Assignment —
Search the records below for "would"; copy each line that has it.

Input records —
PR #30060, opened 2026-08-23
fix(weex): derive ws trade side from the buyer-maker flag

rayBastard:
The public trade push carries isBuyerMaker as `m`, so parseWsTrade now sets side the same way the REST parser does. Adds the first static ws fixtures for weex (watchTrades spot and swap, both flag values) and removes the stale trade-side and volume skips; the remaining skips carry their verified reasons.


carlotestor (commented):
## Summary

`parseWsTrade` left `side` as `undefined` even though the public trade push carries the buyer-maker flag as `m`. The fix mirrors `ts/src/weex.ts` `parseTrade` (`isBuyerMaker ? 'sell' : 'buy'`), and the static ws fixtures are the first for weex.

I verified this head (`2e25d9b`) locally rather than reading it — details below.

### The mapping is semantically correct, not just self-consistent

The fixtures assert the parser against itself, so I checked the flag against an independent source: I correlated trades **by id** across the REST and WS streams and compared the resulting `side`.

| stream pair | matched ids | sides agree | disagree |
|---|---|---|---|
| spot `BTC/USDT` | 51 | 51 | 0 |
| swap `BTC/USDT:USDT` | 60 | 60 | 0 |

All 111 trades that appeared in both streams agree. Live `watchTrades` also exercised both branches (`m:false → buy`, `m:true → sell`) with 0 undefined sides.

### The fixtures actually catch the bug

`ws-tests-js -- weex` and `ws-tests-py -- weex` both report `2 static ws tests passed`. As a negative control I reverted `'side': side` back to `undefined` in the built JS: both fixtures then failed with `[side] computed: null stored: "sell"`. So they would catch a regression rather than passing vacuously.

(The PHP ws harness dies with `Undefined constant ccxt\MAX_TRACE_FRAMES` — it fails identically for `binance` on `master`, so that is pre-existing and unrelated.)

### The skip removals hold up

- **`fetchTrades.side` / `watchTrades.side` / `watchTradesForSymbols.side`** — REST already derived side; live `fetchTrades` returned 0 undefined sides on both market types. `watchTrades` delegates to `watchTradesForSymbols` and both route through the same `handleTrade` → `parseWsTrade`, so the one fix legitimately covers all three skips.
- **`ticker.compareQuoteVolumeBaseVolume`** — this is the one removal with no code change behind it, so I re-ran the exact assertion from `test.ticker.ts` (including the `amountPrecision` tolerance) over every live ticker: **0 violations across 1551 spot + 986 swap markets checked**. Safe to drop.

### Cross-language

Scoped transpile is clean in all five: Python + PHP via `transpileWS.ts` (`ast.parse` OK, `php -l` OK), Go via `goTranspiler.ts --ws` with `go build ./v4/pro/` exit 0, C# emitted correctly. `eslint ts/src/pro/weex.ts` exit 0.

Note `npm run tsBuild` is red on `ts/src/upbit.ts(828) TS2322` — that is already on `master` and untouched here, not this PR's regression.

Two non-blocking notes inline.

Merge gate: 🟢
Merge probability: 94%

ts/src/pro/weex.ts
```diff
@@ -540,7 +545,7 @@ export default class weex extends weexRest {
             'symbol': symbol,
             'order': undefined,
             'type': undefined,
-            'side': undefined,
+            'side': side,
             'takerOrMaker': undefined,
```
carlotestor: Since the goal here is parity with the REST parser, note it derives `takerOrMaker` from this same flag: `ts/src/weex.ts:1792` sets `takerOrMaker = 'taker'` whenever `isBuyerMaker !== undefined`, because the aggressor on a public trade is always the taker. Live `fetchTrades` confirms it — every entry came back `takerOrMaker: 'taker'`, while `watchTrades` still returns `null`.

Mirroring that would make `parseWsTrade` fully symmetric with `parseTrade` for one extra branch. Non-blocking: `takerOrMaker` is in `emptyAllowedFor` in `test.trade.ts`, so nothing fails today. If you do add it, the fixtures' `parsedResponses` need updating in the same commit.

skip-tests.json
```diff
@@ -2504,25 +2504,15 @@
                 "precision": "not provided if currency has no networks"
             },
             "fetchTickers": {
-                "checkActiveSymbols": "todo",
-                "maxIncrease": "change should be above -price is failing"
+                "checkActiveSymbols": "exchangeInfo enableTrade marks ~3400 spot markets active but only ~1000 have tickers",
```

...

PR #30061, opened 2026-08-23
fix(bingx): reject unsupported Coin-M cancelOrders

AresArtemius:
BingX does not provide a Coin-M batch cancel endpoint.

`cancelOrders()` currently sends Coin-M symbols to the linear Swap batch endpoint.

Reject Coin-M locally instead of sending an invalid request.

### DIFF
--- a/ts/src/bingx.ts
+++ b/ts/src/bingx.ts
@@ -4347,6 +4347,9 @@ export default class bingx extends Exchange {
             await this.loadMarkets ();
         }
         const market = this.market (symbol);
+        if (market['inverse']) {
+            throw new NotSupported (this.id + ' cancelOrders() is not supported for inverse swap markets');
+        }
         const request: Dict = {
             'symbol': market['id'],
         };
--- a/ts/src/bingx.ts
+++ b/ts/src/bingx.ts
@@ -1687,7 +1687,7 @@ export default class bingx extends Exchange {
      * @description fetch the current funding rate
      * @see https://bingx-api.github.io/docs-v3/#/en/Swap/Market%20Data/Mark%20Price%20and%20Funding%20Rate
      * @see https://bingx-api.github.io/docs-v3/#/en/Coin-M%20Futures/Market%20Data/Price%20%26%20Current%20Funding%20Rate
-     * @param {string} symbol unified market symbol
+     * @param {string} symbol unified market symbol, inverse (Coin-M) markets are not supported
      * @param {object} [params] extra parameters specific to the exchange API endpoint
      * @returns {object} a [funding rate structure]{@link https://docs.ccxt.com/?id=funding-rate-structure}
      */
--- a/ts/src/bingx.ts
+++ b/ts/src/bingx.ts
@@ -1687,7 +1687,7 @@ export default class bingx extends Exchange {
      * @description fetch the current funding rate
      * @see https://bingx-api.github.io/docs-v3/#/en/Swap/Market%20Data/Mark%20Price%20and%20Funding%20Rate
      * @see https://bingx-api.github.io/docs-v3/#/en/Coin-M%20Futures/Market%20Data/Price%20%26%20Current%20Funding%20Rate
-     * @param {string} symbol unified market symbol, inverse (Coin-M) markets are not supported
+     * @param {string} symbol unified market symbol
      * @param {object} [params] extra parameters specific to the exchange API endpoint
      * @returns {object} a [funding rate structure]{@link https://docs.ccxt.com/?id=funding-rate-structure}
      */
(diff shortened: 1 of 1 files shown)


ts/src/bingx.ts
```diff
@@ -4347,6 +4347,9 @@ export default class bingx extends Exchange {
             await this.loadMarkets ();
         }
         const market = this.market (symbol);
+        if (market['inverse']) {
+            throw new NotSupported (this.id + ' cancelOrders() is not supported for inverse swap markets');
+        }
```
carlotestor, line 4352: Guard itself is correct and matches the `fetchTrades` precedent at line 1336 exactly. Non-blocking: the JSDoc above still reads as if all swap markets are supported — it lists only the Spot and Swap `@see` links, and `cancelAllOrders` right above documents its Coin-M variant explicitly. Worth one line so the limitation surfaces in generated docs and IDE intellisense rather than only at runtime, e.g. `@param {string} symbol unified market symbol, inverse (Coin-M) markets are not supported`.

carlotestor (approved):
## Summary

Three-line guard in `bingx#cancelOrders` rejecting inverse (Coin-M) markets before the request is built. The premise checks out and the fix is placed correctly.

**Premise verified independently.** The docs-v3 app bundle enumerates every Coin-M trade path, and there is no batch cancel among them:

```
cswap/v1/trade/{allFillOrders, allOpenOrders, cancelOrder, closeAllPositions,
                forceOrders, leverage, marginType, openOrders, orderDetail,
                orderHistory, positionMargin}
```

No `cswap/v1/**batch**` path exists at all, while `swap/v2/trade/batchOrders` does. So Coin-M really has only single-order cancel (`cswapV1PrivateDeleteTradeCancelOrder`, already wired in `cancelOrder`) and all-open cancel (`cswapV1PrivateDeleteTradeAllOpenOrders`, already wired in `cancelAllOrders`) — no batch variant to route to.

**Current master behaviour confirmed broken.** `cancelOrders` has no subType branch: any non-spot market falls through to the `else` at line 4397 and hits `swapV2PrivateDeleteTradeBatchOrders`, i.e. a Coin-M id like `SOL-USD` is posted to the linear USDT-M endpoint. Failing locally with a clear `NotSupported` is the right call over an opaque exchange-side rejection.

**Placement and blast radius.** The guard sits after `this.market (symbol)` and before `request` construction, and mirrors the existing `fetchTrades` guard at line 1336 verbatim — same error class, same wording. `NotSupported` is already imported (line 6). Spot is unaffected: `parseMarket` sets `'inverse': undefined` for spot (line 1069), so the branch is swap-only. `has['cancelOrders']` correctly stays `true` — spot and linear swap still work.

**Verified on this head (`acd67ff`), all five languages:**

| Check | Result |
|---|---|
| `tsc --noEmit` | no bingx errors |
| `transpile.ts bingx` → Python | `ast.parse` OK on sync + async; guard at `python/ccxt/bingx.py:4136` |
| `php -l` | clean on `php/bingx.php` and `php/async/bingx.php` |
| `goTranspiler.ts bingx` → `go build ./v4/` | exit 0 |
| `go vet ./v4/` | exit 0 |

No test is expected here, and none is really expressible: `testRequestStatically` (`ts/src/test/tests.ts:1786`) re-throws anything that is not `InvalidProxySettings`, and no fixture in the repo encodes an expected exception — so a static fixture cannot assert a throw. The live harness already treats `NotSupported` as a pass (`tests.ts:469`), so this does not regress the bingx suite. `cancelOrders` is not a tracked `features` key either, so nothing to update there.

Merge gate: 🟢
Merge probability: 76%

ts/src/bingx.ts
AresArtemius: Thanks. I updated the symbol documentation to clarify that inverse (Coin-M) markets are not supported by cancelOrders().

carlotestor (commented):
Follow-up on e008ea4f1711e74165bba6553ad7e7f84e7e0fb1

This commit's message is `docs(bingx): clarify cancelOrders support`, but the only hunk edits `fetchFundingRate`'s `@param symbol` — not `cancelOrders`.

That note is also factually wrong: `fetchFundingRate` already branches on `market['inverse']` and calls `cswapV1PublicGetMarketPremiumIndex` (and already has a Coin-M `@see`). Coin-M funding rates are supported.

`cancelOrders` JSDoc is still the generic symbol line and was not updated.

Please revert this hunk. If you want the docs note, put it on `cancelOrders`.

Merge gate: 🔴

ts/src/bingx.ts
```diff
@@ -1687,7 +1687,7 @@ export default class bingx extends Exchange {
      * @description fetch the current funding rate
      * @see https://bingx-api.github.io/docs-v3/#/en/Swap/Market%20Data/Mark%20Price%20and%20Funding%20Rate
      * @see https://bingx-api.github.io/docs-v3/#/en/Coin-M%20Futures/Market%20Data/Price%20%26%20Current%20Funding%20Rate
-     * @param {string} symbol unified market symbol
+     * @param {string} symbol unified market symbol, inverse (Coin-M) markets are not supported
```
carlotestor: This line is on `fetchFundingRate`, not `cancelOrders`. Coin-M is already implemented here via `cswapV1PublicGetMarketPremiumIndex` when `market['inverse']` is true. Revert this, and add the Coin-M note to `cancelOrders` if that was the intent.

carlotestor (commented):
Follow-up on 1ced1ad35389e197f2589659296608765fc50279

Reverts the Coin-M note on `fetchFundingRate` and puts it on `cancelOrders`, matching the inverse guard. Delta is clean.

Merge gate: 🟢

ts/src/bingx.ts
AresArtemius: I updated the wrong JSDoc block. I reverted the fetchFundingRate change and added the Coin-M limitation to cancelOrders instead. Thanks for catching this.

Task answer —
`ws-tests-js -- weex` and `ws-tests-py -- weex` both report `2 static ws tests passed`. As a negative control I reverted `'side': side` back to `undefined` in the built JS: both fixtures then failed with `[side] computed: null stored: "sell"`. So they would catch a regression rather than passing vacuously.
Mirroring that would make `parseWsTrade` fully symmetric with `parseTrade` for one extra branch. Non-blocking: `takerOrMaker` is in `emptyAllowedFor` in `test.trade.ts`, so nothing fails today. If you do add it, the fixtures' `parsedResponses` need updating in the same commit.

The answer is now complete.